Parti le 4 novembre, Gabart a réussi un coup de maître à sa toute première tentative. À bord de son bateau nouvelle génération, un maxi-trimaran (30 m de long et 21 m de large, catégorie Ultim) mis à l'eau à l'été 2015, il a filé sur les mers du globe à des vitesses hallucinantes (35 noeuds soit 65 km/h) qu'il a régulièrement tenues.

Il n'a connu aucun pépin, a été guidé par un routage excellent et a bénéficié de très bons enchaînements météo, pour ce qui n'a été que son 2e tour du monde, et le premier en multicoques.

«François surfe sur la vague d'avoir été le premier Ultim nouveau et d'avoir été dans le bon timing. C'est un stratège incroyable. Il avait déjà fait ça sur le Vendée Globe», souligne à l'AFP Coville, qui avait battu le record à sa 5e tentative et après l'avoir chassé pendant 10 ans et avec un bateau beaucoup plus ancien.

Gabart avait en effet enlevé en 2013 la course mythique autour du monde en monocoque, le Vendée Globe, à sa première participation.

À peine avait-il gagné le Vendée Globe que cet ingénieur de formation, qui rêvait de devenir météorologue, s'était déjà projeté sur son nouveau bateau, conçu pour la navigation en solitaire et avec lequel il entendait aller le plus vite possible.

En 2015, il a remporté la Transat Jacques-Vabre en double, en 2016 la Transat anglaise et en juillet dernier The Bridge.

«Passeur»

«Ça ne fait que confirmer qu'il est talentueux, il travaille, il mène bien les projets.

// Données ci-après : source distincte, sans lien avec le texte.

PR #2059, opened 2025-04-01
Wallet prompt

ekzyis:
## Description

based on ~#2040~ ~#2002~ ~#2089~

When a stacker does not have a receive wallet attached, we will prompt them to attach one when they post something.

The prompt includes three options:

1. immediately save a lightning address
2. go to /wallets
3. skip (and opt-in to not show again)

TODO:

- [x] save address on click
- [x] don't toast massive error if address validation failed (create test invoice)
- [ ] let user know that their post is saved as a draft so they won't lose it when they go to /wallets? but how?
- [x] skip
- [x] respect 'don't show again' if it was selected on skip
- [x] ~use `user.privates.hideWalletPrompt` to also hide wallet indicator (#2002)~ _actually, let's do this when I added a wallet send prompt on zap and this one is skipped, too_
- [x] toast success on lightning address save

## Additional context

There's currently no way to reset `hideWalletRecvPrompt` via the frontend for a stacker but I think that's okay.

## Screenshots

localhost_3000_(iPhone SE)

## Checklist

yes

`8`. Tested successful and failed lightning address save, tested skip with and without `don't show again` checked.

yes, see screenshot for mobile

no


ekzyis:
Note for myself: use the mutation for `don't show again` to also hide the wallet indicator for people who don't want to attach wallets

wallets/prompt.js
```diff
@@ -0,0 +1,151 @@
...
+        )
+      }, { keepOpen: true, onClose: () => reject(new WalletPromptClosed()) })
+    })
+  }, [!!me, me?.optional?.hasRecvWallet, me?.privates?.hideWalletRecvPrompt, showModal, onAttach, onSkip])
+}
+
+const Header = () => (
+  <div className='fw-bold text-center mb-3'>
+    You need to attach a<br />
+    <span className='fw-bold text-primary fs-1' style={{ fontFamily: 'lightning' }}>lightning wallet</span>
```
ekzyis, line 66: Btw, I would really appreciate it if we can keep this. :eyes:

wallets/prompt.js
```diff
@@ -0,0 +1,151 @@
...
+
+  const onSkip = useCallback(({ onClose, resolve }) =>
+    () => {
+      resolve()
+      onClose()
+    }, [])
+
+  return useCallback((e) => {
+    return new Promise((resolve, reject) => {
+      // TODO: check if user told us to not show again
```
huumn, line 43: old comment? looks done

huumn:
This is really well made. Very thoughtful all around. Nice work. 

After thinking about our discussion more this morning, I think we need to be pushy like this. Being gentle but ineffective is fool's errand.

wallets/prompt.js
ekzyis: oh, yes

Issue #2064, opened 2025-04-03
Incorrect Dupe Results for gitlab.io links


kepford:
### Is there an existing issue for this?

- [x] I have searched the existing issues

### Describe the bug

When I post a link URL that is on the domain gitlab I get a list of dupes that are not duplicates. Wondering it if it is a regex bug. Not sure how the dupe check works.

### Screenshots

![Image](https://github.com/user-attachments/assets/9d56a55c-aae3-4cb4-a08d-9159554109bd)

### Steps To Reproduce

1. Grab a URL from gitlab.io or gitlab.com like https://about.gitlab.com/
2. Create a link post and paste the url in the url field
3. See that you have dupes that are false

### Expected behavior

When creating a link post only actual duplicate urls should show up as dupes.

ekzyis:
Thanks for the ticket!

We ignore subdomains in our dupes check, see here:

https://github.com/stackernews/stacker.news/blob/78f7e006d5b95e58787bf9871b528bf8b206460a/api/resolvers/item.js#L616-L620

Since you provided no path in your URL, it then matches all URLs from `gitlab.io`. Thatis not very intelligent for non-whitelisted domains, I agree.

SouthKoreaLN:
Will do this one to test if `sndev` works on this machine. Guess it's just a matter of commenting lines 617 to 620.

PR #2068, opened 2025-04-05
Fix: Treat subdomains as distinct in dupe URL detection

SouthKoreaLN:
Related issue: https://github.com/stackernews/stacker.news/issues/2064

## Description

This PR fixes the logic in the duplicate URL check to **preserve subdomains**. Previously, URLs like `about.gitlab.com` and `docs.gitlab.com` were treated as duplicates of any URL from `gitlab.com` due to subdomain stripping. This caused false positives when posting link URLs. Now, the logic compares full hostnames including subdomains, making the dupe detection more accurate.

## Screenshots

_No visual changes — backend logic only._

## Additional Context

The issue was discovered when trying to post a link from `about.gitlab.com`, which was flagged as a duplicate of an unrelated GitLab post. The root cause was this block:

\`\`\`js
// remove subdomain from hostname
if (parseResult?.subdomain?.length > 0) {
  hostname = hostname.replace(\`\${parseResult.subdomain}.\`, '')
}
\`\`\`

This PR removes that block to preserve the full hostname in the dupe comparison.

## Checklist

Yes — only affects dupe logic in link post creation.

**On a scale of 1–10 how well and how have you QA'd this change and any features it might affect? Please answer below:**  
Could not test it. The `sndev` environment only contains `example.com` as link examples, so one cannot check the subdomain issue.

N/A — backend-only change.

No.

Resolves https://github.com/stackernews/stacker.news/issues/2064


huumn:
The main issue here was that we didn't enforce the path to match, so we were getting prefix matches instead.

e.g. `about.gitlab.io` would match `about.gitlab.io/dafdsa/fdsadfas` and because we removed the subdomain `about.gitlab.io` would also match `something.gitlab.io/fdsafdas/fdsafdas`

For most domains, we do want to remove the subdomain so that `www.google.com` matches `google.com`. This breaks in certain cases, but the issue specifically points to an issue with domains that do not have paths more than needing subdomain matching.

I'll still award the full bounty.

SouthKoreaLN:
OK, my bad. I'll try to better recognize the issue at hand next time. Thanks for the bounty.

Ça fait une jolie prestation pour un premier tour du monde», se réjouit auprès de l'AFP l'un des ingénieurs du bureau d'études de Gabart, Guillaume Combescure.

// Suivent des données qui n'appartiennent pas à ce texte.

Issue #1990, opened 2025-03-19
Allow all custom zap amounts to be customized


huumn:
Currently we support a few custom zap amounts (on long press of the zap bolt), but keep the higher powers of 10 there. In effect this means you only get 3 custom zap amounts. I think we should allow replacing those powers of 10 too.

SouthKoreaLN:
I suggest capping the number of slots to 7 (or any other value you deem appropriate).
We have the 4 default values. Once someone starts adding custom tips, it adds them to the list, until we reach 7 entries.
Once 7 slots are occupied, it drops the oldest custom tip. If that works for you, I have just implemented it and I can create a PR with the changes.

huumn:
Yes, that's exactly what I wanted!

PR #2069, opened 2025-04-05
Gradually replace default tips with user-defined ones on long press (up to 7)

SouthKoreaLN:
## Description

Cfr https://github.com/stackernews/stacker.news/issues/1990

This PR improves the custom zap tip experience by allowing users to **gradually replace the default zap amounts** (`defaultTips`) with their own custom amounts (`customTips`). 

Previously, the app always displayed the default powers of 10 and allowed only 3 custom tips. Now, users can store up to 7 custom tips, and these will progressively take the place of the defaults in the UI.

Changes include:
- Allowing up to 7 custom zap tips instead of 3
- Removing the restriction that blocked default values from being added as custom
- Updating the display logic to prioritize custom tips and only fall back to non-duplicate default tips if needed

## Screenshots

_N/A – no visual changes to the UI layout, only logic affecting what zap amounts are shown on long-press._

## Additional Context

The main behavior change is that default tips will now disappear as the user adds their own preferred amounts, providing a more personalized and cleaner long-press menu. 

## Checklist

Yes, fully backwards compatible. Users with no custom tips will still see the default ones.

8 – tested long press interaction and tip rendering logic with various custom/default tip combinations.

No

No new environment variables.

Resolves https://github.com/stackernews/stacker.news/issues/1990


huumn:
This worked well. While my changes are semantically identical, I made the logic a little more concise while I tested it.

SouthKoreaLN:
Ok, thanks. Will aim for conciseness next time.

components/item-act.js
```diff
@@ -18,18 +18,10 @@ import { useSendWallets } from '@/wallets/index'
...
-    // enough custom tips to fully replace
-    tips = customTips.slice(0, 7)
-  } else {
-    // fill the rest with defaults (but avoid duplicates)
-    const remainingDefaults = defaultTips.filter(d => !customTips.includes(d))
-    tips = [...customTips, ...remainingDefaults].slice(0, 7)
-  }
-  tips.sort((a, b) => a - b)
+  const defaultNoCustom = defaultTips.filter(d => !customTips.includes(d))
+  const tips = [...customTips, ...defaultNoCustom].slice(0, 7).sort((a, b) => a - b)
```
ekzyis, line 23: Shouldn't this sort first and then slice?

PR #2071, opened 2025-04-06
show sats on full view pinned comments

### LINKED ISSUE #1475: Comment has been zapped but does not show number of sats have been zapped
This item (comment) shows a "green" Lightning bolt emoji, indicating it has been zapped, but there is nothing that shows the quantity of sats that it has been zapped:

https://stacker.news/items/707679

Requesting some indicator showing the quantity of sats, just like any other item would. 

This item was Pinned to the parent, so I suspect that could be a contributing factor.

Soxasora:
## Description

Fixes #1475 
Shows sats value for pinned comments in full view (reply on another page).
If your own Item is pinned, it shows Pin instead of Boost icon on comment view

## Screenshots
Comment view
image

Full view
image

## Additional Context

Simplified condition readability
This is a simple fix but for UX reasons we might want to evaluate the possibility of showing the Zap button for pinned comments along with a pinned icon, like this:
image

## Checklist

Yes

6, tested on pinned comments that belongs to an Item that belongs to a territory; also tested on pinned comments on pinned posts without a territory.

n/a

n/a


huumn:
I'm sure it's just some small issue but I don't see the pin if I pin my comment on my own item.

Screenshot 2025-04-14 at 7 46 22 PM

Then if I visit the item directly (ie "full") then the lightning bolt is hidden.

Screenshot 2025-04-14 at 7 46 34 PM

It might've been buggy like this before. idk. But we probably want to fix that.

Soxasora:
> I don't see the pin if I pin my comment on my own item.

Ah yes, that's the standard behavior, I'll push something for that ^^

> Then if I visit the item directly (ie "full") then the lightning bolt is hidden.

Weird, this doesn't happen to me
image

I think that the only case in which we don't show something there is when we want to hide the boost icon for biographies 
```javascript
: item.mine || item.meForward
    ? <Boost item={item} className={classNames(styles.upvote, item.bio && 'invisible')} />
```
And the boost icon can also only happen on own items (but we're on anon)
Hmm, I'll investigate

PR #2075, opened 2025-04-07
Recognize media type via Content-Type

### LINKED ISSUE #1433: AVIF images are rendered as video
https://stacker.news/items/230608

Soxasora:
## Description

Fixes #1433 
Instead of loading media beforehand to recognize if it's an image or a video, this method fetches Content-Type header to recognize it.
This fixes AVIF images that loads as video by following its MIME type rather than trying to load it as video/image.

## Screenshots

«Il a montré que c'est possible d'aller encore plus loin, de repousser la machine et l'humain. Il a montré que rêver c'est un bon moteur. Tout est possible», ajoute-t-il.

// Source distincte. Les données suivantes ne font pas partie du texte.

Issue #2051, opened 2025-04-01
option to randomize ordering of poll choices on page load


huumn:
https://stacker.news/items/931219/r/k00b?commentId=931273

huumn:
Yep, sounds spot on!

PR #2082, opened 2025-04-08
feat(Poll): add option to randomize poll choices

brymut:
## Description

Added a checkbox to the poll creation form to allow poll creators to choose whether or not the poll choices will be rendered in a random order or not. As discussed here: https://github.com/stackernews/stacker.news/issues/2051#issuecomment-2786565851

fixes https://github.com/stackernews/stacker.news/issues/2051

## Screenshots
Screen recording where I create poll with randomisation activated and I refresh a number of times and then I deactivate and try the same to demonstrate functionality.

https://github.com/user-attachments/assets/ac18230f-4fc7-48b2-8c0a-36a1c6fc0d2b

## Additional Context
- Changes to DB required adding a new boolean column to the ITEM table to enable this feature.

## Checklist

10

Checked mobile & light & dark mode.

No


brymut:
Hi @huumn, ready for review.

huumn:
At first glance this looks pretty solid. Nice work! I'll try to QA and do a more in depth review by early next week.

brymut:
Ok thanks, would it be ok if I got started on another while I wait @huumn

brymut:
Ok great, thanks

components/poll.js
```diff
@@ -14,6 +14,13 @@ export default function Poll ({ item }) {
   const { me } = useMe()
   const pollVote = usePollVote({ query: POLL_VOTE, itemId: item.id })
   const toaster = useToast()
+  const shuffleOptions = (options) => {
+    return options
+      .map(value => ({ value, sort: Math.random() }))
+      .sort((a, b) => a.sort - b.sort)
+      .map(({ value }) => value)
+  }
```
ekzyis, line 22:
```suggestion
  const shuffleOptions = (options) => {
    // shuffle copy because item.poll.options is read-only
    return [...options].sort(() => Math.random() - 0.5)
  }
```

ekzyis (changes requested):
Welcome to contributing to SN!

I found three issues with your PR, and I am requesting changes because of the first two, but I can see how it's easy to miss them, so no worries.

The first two issues are related to shuffling the options on the render path of the component.

1. The options will reshuffle on every render, see video:

https://github.com/user-attachments/assets/5f76ab47-7544-4de5-8ded-a998b97c295e

2. Hydration errors on full page load because the HTML rendered on the server will be different:

https://github.com/user-attachments/assets/3537dc48-61e1-4d48-ac4c-209c9e872024

I think both issues can be fixed with [`useEffect`](https://react.dev/reference/react/useEffect#displaying-different-content-on-the-server-and-the-client).[^1]

The other issue is a nitpick about code style: I think you're using `map` to create a new array and shuffle that one since the `item.poll.options` is read-only.

Since I think that's not clear from just reading the code—the 2x `map` looked unnecessary so I checked why you're doing that—I would recommend to simply create a copy of the `options` input and then return a shuffled version of that with one `sort` call, see suggestion. A comment in cases like this where the most obvious solution doesn't work is also nice.

[^1]: Maybe we even want to use [`useLayoutEffect`](https://react.dev/reference/react/useLayoutEffect) to not show the sorted options in the first render but that would be a nitpick and I wouldn't request changes for it—I would just change it myself if I think it will improve UX, so don't worry about this detail too much.

components/poll.js
brymut: ok, I'll give this a go

brymut: I think I've addressed everything you've brought up here. @ekzyis

ekzyis (changes requested):
The hydration error is gone, but on page load, it now reshuffles the options a few times:

https://github.com/user-attachments/assets/34fb6f09-c089-4d26-8d71-8d3995a94713

This might be a feature to signal that the poll options are randomized, but the code isn't written in a way to make this intentional so I consider this bug.

So I recommend to just fix it instead of making a feature out of it.

brymut:
Apologies for the back and forth, I've noticed that we don't need anything in the dependency list for the `useLayoutEffect` since the options wouldn't be changing while the poll is in use. Also added a `useRef` to keep track of the first shuffle and prevent any more. It should be better now. @ekzyis

components/poll.js
```diff
@@ -14,6 +15,17 @@ export default function Poll ({ item }) {
   const { me } = useMe()
   const pollVote = usePollVote({ query: POLL_VOTE, itemId: item.id })
   const toaster = useToast()
+  const [pollOptions, setPollOptions] = useState(item.poll.options)
+  const hasShuffled = useRef(false)
```
ekzyis, line 19: I don't think we need `useRef`.

I assume you added this because you weren't aware of [React Strict mode](https://react.dev/reference/react/StrictMode#fixing-bugs-found-by-re-running-effects-in-development): It runs all effects twice in development mode but this won't happen in production:

> When Strict Mode is on, React will also run one extra setup+cleanup cycle in development for every Effect. This may feel surprising, but it helps reveal subtle bugs that are hard to catch manually.

If that is why you added it, please remove `useRef`. If not, please explain why it's needed.

Next time, please mention the context of the decisions you made like this one. I don't want to have to guess why you did what you did when it's not obvious. Also make sure you understand why something is happening before you try to fix it.

components/poll.js
```diff
@@ -14,6 +15,17 @@ export default function Poll ({ item }) {
...
+  const shuffleOptions = (options) => {
+    return [...options].sort(() => Math.random() - 0.5)
+  }
```
ekzyis, line 22: While we're at it, please also move this function outside the component since it doesn't require any context of it.

(I would have done this myself at the end but since I am requesting changes anyway, I decided to mention this here)

ekzyis (changes requested):
Sorry to request changes again, but `useRef` is not meant to be used like this, see comment.

components/poll.js
brymut: Removed. It was a remnant of my debugging process before I thought of clearing the dependency list in the useLayouteffect hook. Also I thought it would be a cool way to control how many shuffles had been run. But I guess that has been rendered irrelevant.

ekzyis (approved):

brymut:
Any chance you've had a look? @huumn

huumn:
I'll look at it first thing tomorrow. Thank you for your patience.

brymut:
Thanks @huumn would be nice to get that first PR merge in.

api/resolvers/item.js
```diff
@@ -1150,15 +1151,9 @@ export default {
...
+      poll.randPollOptions = item?.randPollOptions
+      poll.options = poll.randPollOptions ? shuffleArray(options) : options
       poll.count = options.reduce((t, o) => t + o.count, 0)
-      const pollSettings = await models.item.findFirst({
-        where: {
-          id: item.id
-        },
-        select: { randPollOptions: true }
-      })
-      poll.randPollOptions = pollSettings?.randPollOptions || false
```
huumn: The argument `item` had all the `item` members including `randPollOptions`.

I also decided it would be better to randomize on the server so that we don't have to rely on the client doing it. It's not necessarily better, but in general I prefer the server do work so clients are "thinner."

components/adv-post-form.js
```diff
@@ -311,16 +311,6 @@ export default function AdvPostForm ({ children, item, sub, storageKeyPrefix })
...
-          {me && itemType === 'poll' &&
-            <Checkbox
-              label={
-                <div className='d-flex align-items-center'>randomize order of poll choices
-                </div>
-            }
-              name='randPollOptions'
-              checked={formik?.values.randPollOptions}
-              onChange={formik.handleChange}
-            />}
```
huumn: `AdvPostForm` is used by every `Item` form. We have an "escape hatch" for members to be added to the `AdvPostForm` accordian via the `children` prop.

components/poll-form.js
```diff
@@ -69,6 +69,11 @@ export function PollForm ({ item, sub, editThreshold, children }) {
           label='poll expiration'
           name='pollExpiresAt'
           className='pr-4'
+          groupClassName='mb-0'
+        />
+        <Checkbox
+          label={<div className='d-flex align-items-center'>randomize order of poll choices</div>}
+          name='randPollOptions'
```
huumn, line 76: checkbox as `children` like poll expiration.

components/adv-post-form.js
huumn: Also the formik stuff was unecessary afaict

huumn:
overall, nice work stitching this all together! welcome to the team

brymut:
Thanks @huumn, enjoyed contributing too. May I ask how the payment of sats is settled? I'm on stacker as brymut@stacker.news

huumn:
Payment will be sent to your lightning address.

huumn:
I plan on it.

Issue #1656, opened 2024-11-27
payment QR popup despite wallets being attached and enabled


huumn:
This happened once today. I opened the PWA and every zap I made, prompted with the QR immediately without the wallet payment failing (meaning the client thought there wasn't a wallet available). This continued even after I visited the attached wallets page and verified my nwc creds were synced.

I couldn't check the pwa logs, but I suspect the `useWallet` hook was returning a stale value for some reason.

huumn:
This happened to me again today and possibly here: https://stacker.news/items/851008/r/k00b?commentId=851861

ekzyis:
I mentioned in #2028 the following:

> I believe using `wallets.length` in effect dependencies might be the issue:
>
> https://github.com/stackernews/stacker.news/blob/ef8c738582d02ae128738046dd655cac4c93be91/components/item-act.js#L102-L147
>
> https://github.com/stackernews/stacker.news/blob/ef8c738582d02ae128738046dd655cac4c93be91/components/item-act.js#L301-L332
>
> This would lead to the bug if the wallets are initially "partially loaded" and on the next render, the length of the array didn't change so the callbacks aren't updated with the fully loaded wallets.

I thought since this happened to me while I had device sync enabled, it might be related to it since then we fetch wallets from the server. But I couldn't reproduce on local dev today. Even if I make the `wallets` resolver very slow (`await sleep(5000)`), I have seen no case where it might first partially load and only then load the full wallet to trigger the bug as I thought it might get triggered.

ekzyis:
Closing this until this happens again after #2088

ekzyis:
This did happen again:

https://github.com/user-attachments/assets/1c66ea06-9842-4dbb-bdb4-dd05a1dbedaa

m0wer:
This happened to me today. I had a bunch of pending stacker.news tabs on Brave (Android) and one of them didn't let me zap.

ekzyis:
Hopefully this will no longer happen after #2169

m0wer:
I'm not sure. I thing there's something wrong on `item-act.js` that hasn't been fixed there. I'm working on a MR.

ekzyis:
Showing a QR code even though you have sending wallets attached can certainly still happen if you try to zap before the wallets were fetched.

However, before #2169, this also happened even after the wallets were already fetched. You could go to /wallets, see your wallets being there, and still get a QR code. Only a page reload did seem to fix that.

[...]

PR #2088, opened 2025-04-09
Use wallets instead of wallets.length as useZap dependency

ekzyis:
## Description

Potential fix for #1656

## Additional Context

Could not reproduce bug but using `wallets` instead of `wallets.length` should be fine sine `useSendWallets` returns a memoized value.

## Checklist

yes

`5`. Tested zapping with NWC. Still works.

n/a

no

### DIFF
--- a/wallets/index.js
+++ b/wallets/index.js
@@ -196,17 +196,16 @@ export function WalletsProvider ({ children }) {
 
   // provides priority sorted wallets to children, a function to reload local wallets,
   // and a function to set priorities
+  const value = useMemo(() => ({
+    wallets,
+    reloadLocalWallets,
+    setPriorities,
+    onVaultKeySet: syncLocalWallets,
+    beforeDisconnectVault: unsyncLocalWallets,
+    removeLocalWallets
+  }), [wallets, reloadLocalWallets, setPriorities, syncLocalWallets, unsyncLocalWallets, removeLocalWallets])
   return (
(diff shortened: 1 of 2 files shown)


ekzyis:
`useSendWallets` uses `useMemo`, but `useWallets` returns the full context value which is recreated on each render afaict:

https://github.com/stackernews/stacker.news/blob/9df5a52bd3d19491657fedd395f9dae4fc0f39d4/wallets/index.js#L197-L215

wallets/index.js
```diff
@@ -196,17 +196,16 @@ export function WalletsProvider ({ children }) {
...
   // provides priority sorted wallets to children, a function to reload local wallets,
   // and a function to set priorities
+  const value = useMemo(() => ({
+    wallets,
+    reloadLocalWallets,
+    setPriorities,
+    onVaultKeySet: syncLocalWallets,
+    beforeDisconnectVault: unsyncLocalWallets,
+    removeLocalWallets
+  }), [wallets, reloadLocalWallets, setPriorities, syncLocalWallets, unsyncLocalWallets, removeLocalWallets])
```
huumn, line 206: Did this `useMemo` make a difference in the render count?

ekzyis: I think so:

https://github.com/user-attachments/assets/d03e7dd6-d289-46cb-82da-dff978532760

Pour Christian Le Pape, directeur du pôle course au large à Port-la-Forêt (Finistère) où vit Gabart, le skipper a relié 2 mondes séparés de la course au large: la compétition et les records.

Avant Gabart, aucun des 3 marins ayant réalisé un record du tour du monde en solitaire sans escale - Francis Joyon en 2004 et 2008, la Britannique Ellen MacArthur en 2005 et Coville en 2016 - n'avait remporté de course autour du monde.

«Ce que j'aime dans l'exploit de François c'est que plus que d'autres, il renforce la passerelle entre l'aventure et la compétition de haut niveau. C'est un passeur. Il est le meilleur et quelques années après il devient le plus rapide dans une logique d'aventure», relève Le Pape.

Les records, qui ne sont pas sa tasse de thé, c'est a priori fini pour Gabart.

Ce père de 2 garçons va mettre son bateau en chantier pendant quelques mois afin de le faire évoluer pour le rendre encore plus performant, avec en ligne de mire la première course autour du monde des Ultim. Départ le 29 décembre 2019 à Brest.